In the PPD pathway, dominant alleles including Ppd-A1a, Ppd-B1a and Ppd-D1a induce insensitivity to photoperiod (Law et al. 1978). Generally, Ppd-D1a allele is considered as the strongest allele, followed by Ppd-B1a and then Ppd-A1a (Scarth and Law 1984). In addition, Ppd-D1a is the major source of photoperiod insensitivity in bread wheat (Beales et al. 2007; Worland et al. 1998). Ppd-D1a is originally from an old Japanese cultivar named Akakomugi (Strampelli 1932; Worland et al. 1998).
Among the identified genes for flowering time, Ppd- D1 is the only gene that worth marker assisted selection or backcrossing (Langer et al. 2014). Deletion of 2089 base pairs in the Ppd-D1 locus, created Ppd-D1a allele which is insensitive to photoperiod (Beales et al. 2007).
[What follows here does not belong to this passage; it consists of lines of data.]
PR #1105, opened 2020-07-20
Changed mon front and back coordinates from hex to decimal so they're easier to edit.

AsparagusEduardo:


huderlem:
Changing `.size` to decimal makes it much harder, since the high and low nybbles are the dimensions.

AsparagusEduardo:
I'll revert it then, one sec.

huderlem:
It's possible that `.size` is actually a bitfield with two 4-bit values, but I haven't ever attempted to see if it matches that way.

GriffinRichards:
> It's possible that `.size` is actually a bitfield with two 4-bit values, but I haven't ever attempted to see if it matches that way.

I believe I've tried that in the past and it doesn't match

GriffinRichards:
Check this over again, you missed a number of `y_offset`s that are still hex values

PR #1107, opened 2020-07-20
Change -mtune to -mcpu

PokeCodec:
ARM's own website says -mtune and -march should be replaced with -mcpu instead, so I did for the modern compilers.

### DIFF
--- a/Makefile
+++ b/Makefile
@@ -69,7 +69,7 @@ OBJ_DIR := build/emerald
 LIBPATH := -L ../../tools/agbcc/lib
 else
 CC1              = $(shell $(CC) --print-prog-name=cc1) -quiet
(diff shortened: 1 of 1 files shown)


DizzyEggg:
According to this link https://community.arm.com/developer/tools-software/tools/b/tools-software-ides-blog/posts/compiler-flags-across-architectures-march-mtune-and-mcpu

As long as you’re not cross compiling, the simplest and easiest way to get the best performance on Arm with both GNU compilers and LLVM-compilers is to use only -mcpu=native and actively avoid using -mtune or -march.

As lon as you're not cross compiling, but that's exactly what we're doing! There was a reason pika decided to use this flags, and I think we should keep them as they are.

PokeCodec:
we are not using -mcpu=native, we are using -mcpu=arm7tdmi

PikalaxALT:
Closing due to the absence of evidence that this change is necessary for compatibility.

This gene is the most important factor influencing flowering time of European winter bread wheat cultivars and explains more than half of the genetic diversity of this trait. While only 2.3% of the genetic variation of this trait is under the control of Ppd- B1, which includes a small proportion of genetic diversity (Langer et al. 2014). Among 232 diverse winter wheat cultivars, the most common Ppd allele was Ppd-D1a (81%), ranging from 10 to 92% in the United States and Ukrainian cultivars, respectively, while there was no genetic diversity for Ppd-A1 (Fait and Balashova 2022). Ppd-D1a allele had very low frequency (2.6%) in wheat landraces, while dramatically increased during recent “green revolution” (Dragovich et al. 2021). Shcherban et al. (2015), reported that variation of photoperiod gene (Ppd-1) offers opportunities to adjust heading time and maximize grain yield. Several researches reported that Ppd-D1a decrease number of days to heading (Beales et al. 2007; Bentley et al. 2013; Chen et al. 2018; Fait and Balashova 2022; Langer et al. 2014; Shcherban et al. 2015; Wilhelm et al. 2013), grains number per spike (Chen et al. 2018; Kroupin et al. 2020; Worland et al. 1998) and plant height (Chen et al. 2018; Kroupin et al. 2020; Wilhelm et al. 2013).
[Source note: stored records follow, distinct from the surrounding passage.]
PR #1104, opened 2020-07-19
Reduce "Implicit conversion" warnings

PokeCodec:
Modern compilers tend to complain about this implicit casting, so I added an explicit cast in these areas.

PR #1110, opened 2020-07-22
Change (s32) to (uintptr_t) in agb flash

PokeCodec:
to allow for better portability


PikalaxALT:
There's no real reason why this PR should be separate from #1104.

PokeCodec:
If you want it to be part of it, sure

Early heading reduces plant height, tillering and spike number in bread wheat (Wolde et al. 2019). Insensitive allele to photoperiod (Ppd-D1a) affected grain yield in a range of + 3 to -5% (Liu et al. 2020), whereas Chen et al. (2018) reported this allele increased grain yield by 8.2%. Effect of Ppd-D1a on yield component is also communicated in previous researches. This allele increased 1000-grain weight by 10- 16.9% (Chen et al. 2018; Liu et al. 2020). Yet, Kroupin et al. (2020) reported a negative effect of Ppd-D1a on 1000-grain weight. Ppd-D1a decreased grains number per spike by 6.5–10% (Chen et al. 2018; Kroupin et al. 2020; Liu et al. 2020), and had a slight effect on reducing plant height (Kroupin et al. 2020).
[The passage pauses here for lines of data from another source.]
PR #1114, opened 2020-07-27
Document some battle_util.c

ExpoSeed:


src/battle_util.c
```diff
@@ -259,7 +259,7 @@ void ResetSentPokesToOpponentValue(void)
         gSentPokesToOpponent[(i & BIT_FLANK) >> 1] = bits;
 }
 
-void sub_803F9EC(u8 battler)
+void OpponentSwitchInResetSentPokesToOpponent(u8 battler)
```
GriffinRichards, line 262: Could you explain this name? What it means at a glance is not clear

ExpoSeed: That function is called when an opponent switches in a new mon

Effect of Ppd-D1a allele on earliness, yield and yield component has been evaluated in several studies. Nevertheless, the effect of this allele on mentioned traits was not consistent. In the present research, isogenic lines were developed for Ppd-D1a in two genetic backgrounds to investigate the precise pleiotropic effect of this allele on earliness, yield and yield components of bread wheat under rain-fed and well-watered conditions.